Frequently asked questions
- What is a straddle on WERN?
- A straddle on WERN is the straddle strategy applied to WERN (stock). The strategy is structurally neutral / high-volatility (long premium): A long straddle buys an ATM call and an ATM put at the same strike, profiting from a large move in either direction; max loss equals the combined debit when the underlying pins to the strike at expiration. With WERN stock trading near $37.45, the strikes shown on this page are snapped to the nearest listed WERN chain strike and the premiums come straight from the end-of-day bid/ask midpoint.
- How are WERN straddle max profit and max loss calculated?
- Upside max profit is unbounded; downside max profit is bounded at the strike minus the combined call plus put debit (reached at zero). Max loss equals the combined debit times 100 (reached when the underlying pins to the strike). Two breakevens at strike plus debit and strike minus debit. For the WERN straddle priced from the end-of-day chain at a 30-day expiry (ATM IV 50.10%), the computed maximum profit is unbounded per contract and the computed maximum loss is unbounded per contract. Live intraday quotes will differ as the chain moves through the trading session.
- What is the breakeven for a WERN straddle?
- The breakeven for the WERN straddle priced on this page is no defined breakeven on the modeled curve at expiration, derived from end-of-day chain premiums.
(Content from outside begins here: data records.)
PR #85, opened 2020-09-03
Merge separate kotlin compilation configuration blocks in gradle scripts.

zach-klippenstein:
The duplicate blocks were overwriting the compiler args, so explicit API
mode was not actually being enabled.

### DIFF
--- a/radiography/src/main/java/radiography/ScanScope.kt
+++ b/radiography/src/main/java/radiography/ScanScope.kt
@@ -9,8 +9,8 @@ package radiography
  *  - [ScanScopes.FocusedWindowScope]
  *  - [ScanScopes.singleViewScope]
  */
-fun interface ScanScope {
+public fun interface ScanScope {
 
   /** Returns the [ScannableView]s that scanning should start from. */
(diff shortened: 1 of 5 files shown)


radiography/src/main/java/radiography/ScanScope.kt
```diff
@@ -9,8 +9,8 @@ package radiography
  *  - [ScanScopes.FocusedWindowScope]
  *  - [ScanScopes.singleViewScope]
  */
-fun interface ScanScope {
+public fun interface ScanScope {
```
steve-the-edwards, line 12: ? for explicitness?

steve-the-edwards (approved):

radiography/src/main/java/radiography/ScanScope.kt
zach-klippenstein: Yes, strict API mode requires all visibilities and types to be explicit. This mode had not been enabled, because we were clobbering the option to turn it on (the thing this PR fixes).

Breakeven is the underlying price at which the strategy's P&L crosses zero ignoring transaction costs and assignment risk. The current WERN market-implied 1-standard-deviation expected move is approximately 14.36%; if the move sits well outside the breakeven distance, the structure's risk-reward becomes correspondingly tighter.
- When should you consider a straddle on WERN?
- Straddles on WERN are pure-volatility plays that profit from large moves in either direction; traders typically buy WERN straddles ahead of earnings, FDA decisions, or other catalysts where the realized move is expected to exceed the implied move priced into the chain.
- How does current WERN implied volatility affect this straddle?
- WERN ATM IV is at 50.10% with IV rank near 8.27%, which is on the low end of its 1-year range. Premium-buying structures (long call, long put, debit spreads) are relatively cheap in this regime; premium-selling structures collect less credit per unit risk.